MATERIAL PROVIDED:
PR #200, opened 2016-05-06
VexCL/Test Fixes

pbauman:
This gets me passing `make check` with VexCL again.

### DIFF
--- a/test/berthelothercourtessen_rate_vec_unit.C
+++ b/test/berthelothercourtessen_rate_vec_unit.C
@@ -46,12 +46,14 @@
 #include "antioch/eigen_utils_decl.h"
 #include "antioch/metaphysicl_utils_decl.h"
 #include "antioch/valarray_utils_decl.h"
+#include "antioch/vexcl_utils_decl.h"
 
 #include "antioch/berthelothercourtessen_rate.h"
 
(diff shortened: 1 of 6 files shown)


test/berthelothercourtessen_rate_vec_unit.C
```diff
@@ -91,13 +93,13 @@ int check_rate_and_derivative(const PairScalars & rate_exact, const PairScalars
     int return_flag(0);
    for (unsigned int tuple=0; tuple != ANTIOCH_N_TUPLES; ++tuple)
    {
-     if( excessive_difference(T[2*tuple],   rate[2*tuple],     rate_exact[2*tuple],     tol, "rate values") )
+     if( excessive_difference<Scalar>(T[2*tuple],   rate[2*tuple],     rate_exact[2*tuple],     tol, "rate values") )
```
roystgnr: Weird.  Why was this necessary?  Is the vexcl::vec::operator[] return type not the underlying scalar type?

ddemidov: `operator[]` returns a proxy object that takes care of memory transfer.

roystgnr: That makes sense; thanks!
---
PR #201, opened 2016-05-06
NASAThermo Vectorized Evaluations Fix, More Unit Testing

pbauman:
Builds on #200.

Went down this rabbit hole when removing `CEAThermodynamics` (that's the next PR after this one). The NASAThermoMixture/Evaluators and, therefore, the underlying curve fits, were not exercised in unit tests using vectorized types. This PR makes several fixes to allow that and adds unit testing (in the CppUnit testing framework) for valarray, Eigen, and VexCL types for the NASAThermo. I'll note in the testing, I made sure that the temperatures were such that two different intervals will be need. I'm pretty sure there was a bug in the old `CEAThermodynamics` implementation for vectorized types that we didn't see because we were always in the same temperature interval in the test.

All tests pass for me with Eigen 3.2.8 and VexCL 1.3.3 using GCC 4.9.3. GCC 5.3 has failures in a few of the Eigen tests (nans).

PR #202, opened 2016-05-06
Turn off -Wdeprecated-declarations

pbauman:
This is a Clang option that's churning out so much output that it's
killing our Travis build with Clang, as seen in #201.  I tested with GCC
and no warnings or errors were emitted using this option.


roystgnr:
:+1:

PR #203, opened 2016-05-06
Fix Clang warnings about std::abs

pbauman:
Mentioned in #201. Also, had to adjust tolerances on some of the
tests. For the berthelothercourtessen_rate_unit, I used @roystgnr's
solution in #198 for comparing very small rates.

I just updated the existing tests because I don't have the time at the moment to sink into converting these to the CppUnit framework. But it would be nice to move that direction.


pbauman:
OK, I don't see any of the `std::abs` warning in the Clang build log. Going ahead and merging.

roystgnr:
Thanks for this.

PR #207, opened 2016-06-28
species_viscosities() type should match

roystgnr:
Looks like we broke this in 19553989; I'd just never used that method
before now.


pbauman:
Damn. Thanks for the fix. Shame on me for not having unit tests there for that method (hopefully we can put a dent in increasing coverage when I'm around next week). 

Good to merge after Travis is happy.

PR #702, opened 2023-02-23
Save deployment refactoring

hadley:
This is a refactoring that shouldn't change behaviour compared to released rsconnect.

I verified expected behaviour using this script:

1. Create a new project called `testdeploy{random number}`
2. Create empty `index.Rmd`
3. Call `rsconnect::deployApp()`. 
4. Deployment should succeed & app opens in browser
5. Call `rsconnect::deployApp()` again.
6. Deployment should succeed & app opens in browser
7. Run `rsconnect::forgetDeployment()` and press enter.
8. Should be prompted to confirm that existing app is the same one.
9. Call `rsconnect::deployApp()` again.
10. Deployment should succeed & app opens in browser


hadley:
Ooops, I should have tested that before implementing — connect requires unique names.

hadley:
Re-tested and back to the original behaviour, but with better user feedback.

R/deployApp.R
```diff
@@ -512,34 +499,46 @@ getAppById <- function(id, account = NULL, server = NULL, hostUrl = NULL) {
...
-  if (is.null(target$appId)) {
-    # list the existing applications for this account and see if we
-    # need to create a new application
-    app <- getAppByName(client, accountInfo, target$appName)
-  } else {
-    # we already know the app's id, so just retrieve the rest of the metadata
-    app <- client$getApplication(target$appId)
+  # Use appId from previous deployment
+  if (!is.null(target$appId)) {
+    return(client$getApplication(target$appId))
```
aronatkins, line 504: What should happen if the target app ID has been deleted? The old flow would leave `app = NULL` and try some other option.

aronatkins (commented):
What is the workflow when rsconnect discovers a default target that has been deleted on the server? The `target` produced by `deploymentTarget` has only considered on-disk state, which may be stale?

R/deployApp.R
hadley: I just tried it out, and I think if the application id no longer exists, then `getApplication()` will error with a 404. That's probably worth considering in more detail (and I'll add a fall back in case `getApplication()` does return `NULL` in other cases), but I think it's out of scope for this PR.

TASK TO CARRY OUT: Scan the material above for the string "option". Return each line where it occurs.

ANSWER BOX:
This is a Clang option that's churning out so much output that it's
and no warnings or errors were emitted using this option.
aronatkins, line 504: What should happen if the target app ID has been deleted? The old flow would leave `app = NULL` and try some other option.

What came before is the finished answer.